反而被她害过的刘婉,却待她如此,她心里又愧疚,又感恩。
刘婉将小娃娃交给盼春,过去扶起了庆妈妈。
“起来吧,地上凉。”
庆妈妈走的时候,眼眶里是带着泪的。
玉佩在夏晚晚手上玩,她一脸沉思,忽然想起来了什么。
“娘亲······玉···不好的。

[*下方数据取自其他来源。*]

PR #4258, opened 2026-01-14
Fix: Create search template for all sites.

### LINKED ISSUE #4227: Instant Results fail on multisite subsites due to missing search template

When you set up ElasticPress on a WordPress multisite, Instant Results and possibly other features fail to work on subsites because the search template cannot be found. You can fix this by resaving Search Fields & Weighting on each subsite.

If this behavior is intentional, ElasticPress should communicate it to users after a full sync to avoid confusion.

### Designs

_No response_

_No response_

### Code of Conduct

burhandodhy:
### Description of the Change

This PR ensures that the sync creates the search template across the network when the plugin is network-wide. It also adds support for the `network-wide` flag for `put-search-template` command.

Additionally, we don’t need to set the `index` property during the constructor because if we run `epio_save_site_search_template`, the index property still holds the old value, which can cause incorrect endpoints.

Closes #4227 

### How to test the Change

1. Enable the ElasticPress network-wide.
2. Enable the Instant Results.
3. Create a new site. 
4. Run Sync and ensure that Instant Results works find on newly created site. 

### Changelog Entry

> Fixed - Ensure the Sync creates the Instant Resutls templates for all the sites

### Credits

Props @burhandodhy @anjulahettige 

### Checklist:

### DIFF
--- a/includes/classes/Command.php
+++ b/includes/classes/Command.php
@@ -1545,11 +1545,16 @@ class Command extends WP_CLI_Command {
 	 * : Delete the template for all sites in the network if plugin is network activated. Otherwise, delete the template for the current site only.
 	 *
 	 * @since 4.5.0
+	 * @param array $args Positional CLI args.
+	 * @param array $assoc_args Associative CLI args.
 	 * @subcommand delete-search-template
 	 */
-	public function delete_search_template() {
+	public function delete_search_template( $args, $assoc_args ) {
+		$network_wide    = \WP_CLI\Utils\get_flag_value( $assoc_args, 'network-wide', false );
 		$instant_results = Features::factory()->get_registered_feature( 'instant-results' );
-		$instant_results->epio_delete_search_template();
+
+		$instant_results->epio_delete_site_search_template( $network_wide );
+
 		WP_CLI::success( esc_html__( 'Done.', 'elasticpress' ) );
 	}
 
--- a/includes/classes/Command.php
+++ b/includes/classes/Command.php
@@ -1517,17 +1517,32 @@ class Command extends WP_CLI_Command {
 	/**
 	 * Saves the Instant Results search template to EPIO.
 	 *
+	 * ## OPTIONS
+	 *
+	 * [--network-wide]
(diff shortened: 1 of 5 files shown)


includes/classes/Command.php
```diff
@@ -1517,18 +1517,33 @@ public function get_search_template( $args, $assoc_args ) {
...
 	}
 
 	/**
 	 * Deletes the Instant Results search template.
 	 *
+	 * ## OPTIONS
+	 *
+	 * [--network-wide]
+	 * : Delete the template for all sites in the network if plugin is network activated. Otherwise, delete the template for the current site only.
+	 *
```
felipeelia, line 1547: Shouldn't this also affect the method code?

includes/classes/Feature/InstantResults/InstantResults.php
```diff
@@ -919,4 +919,38 @@ protected function set_settings_schema() {
...
+	public function epio_save_site_search_template( bool $network_wide = false ): void {
+		if ( ! $network_wide ) {
+			$this->epio_save_search_template();
+			return;
+		}
+
+		$sites = Utils\get_sites( 0, true );
+		foreach ( $sites as $site ) {
+			switch_to_blog( $site['blog_id'] );
+			$this->index = Indexables::factory()->get( 'post' )->get_index_name();
```
felipeelia: Any reason why we need this?

felipeelia (commented):
Few questions for you on this one @burhandodhy

includes/classes/Feature/InstantResults/InstantResults.php
burhandodhy: It shouldn’t be there. I added that before making this [change](https://github.com/10up/ElasticPress/pull/4258/files#diff-e36353e23234caf482aa97381485e86ad9ffbe3220a70946c92d82ca58168314L78)

includes/classes/Command.php
burhandodhy: It was my mistake; I have added the code.

PR #4263, opened 2026-01-15
Introduce new ep_asciifolding filter

### LINKED ISSUE #4212: Add asciifolding analyzer with preserve_original = true

Currently, we use the [asciifolding](https://www.elastic.co/docs/reference/text-analysis/analysis-asciifolding-tokenfilter) analyzer in several places. This analyzer converts non-ASCII characters into their ASCII equivalents, for example, “é” becomes “e”.

While this works well for normalizing text, it can cause issues when users search for words containing accents. Since the analyzer removes accents, Elasticsearch may not return the best results when a user searches for the original accented form of a word.

To improve this behavior, we should enable `preserve_original` = `true` in the asciifolding token filter configuration. This setting ensures that both the ASCII and the original tokens are indexed, allowing searches for both accented and non-accented variations to return relevant results.

### Designs

_No response_

_No response_

### Code of Conduct

burhandodhy:
### Description of the Change

This PR adds a new `ep_asciifolding` filter so that words with accented characters can be searched without any issues.

Closes #4212

### Changelog Entry

> Fixed - An issue where posts were not returned correctly when the search term contained accented characters.
 
### Credits

Props @burhandodhy 

### Checklist:

### DIFF
--- a/includes/mappings/comment/7-0.php
+++ b/includes/mappings/comment/7-0.php
@@ -65,14 +65,14 @@ return [
 				'default'          => [
 					'tokenizer' => 'standard',
 					/* This filter is documented in includes/mappings/post/7-0.php */
-					'filter'    => apply_filters( 'ep_default_analyzer_filters', [ 'lowercase', 'ep_stop', 'ewp_snowball' ] ),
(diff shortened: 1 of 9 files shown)


felipeelia (commented):
@burhandodhy are you 100% sure this works on ES 5?

felipeelia (changes requested):
@burhandodhy this seems to be consistently failing on a specific e2e test for EP.io. Do you mind giving it a look please?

”
这块玉是不好的。
刘婉皱着眉头,从她手里接过玉佩。
确实是皇家的东西不错。
可堂堂一国长公主,被乡野村夫囚禁玷污了两年之久,说不恨是不可能的。
长公主被救回以后,她为何会放过许波一家呢,这不合道理呀。
“娘亲···煮父···咿呀咿呀的呀。”
小家伙看她,口齿不清地咿呀吐字,刘婉从她的心声里听懂了。
至于为了什么,夏晚晚也想不通。
然后许家和景安侯府,两家就一直交好了。
竟有这样一段渊源。
刘婉忽然懂了,为何全府人都向着许柔柔了。
她摩挲着手中的玉佩,又在想,究竟是谁在背后默默帮她?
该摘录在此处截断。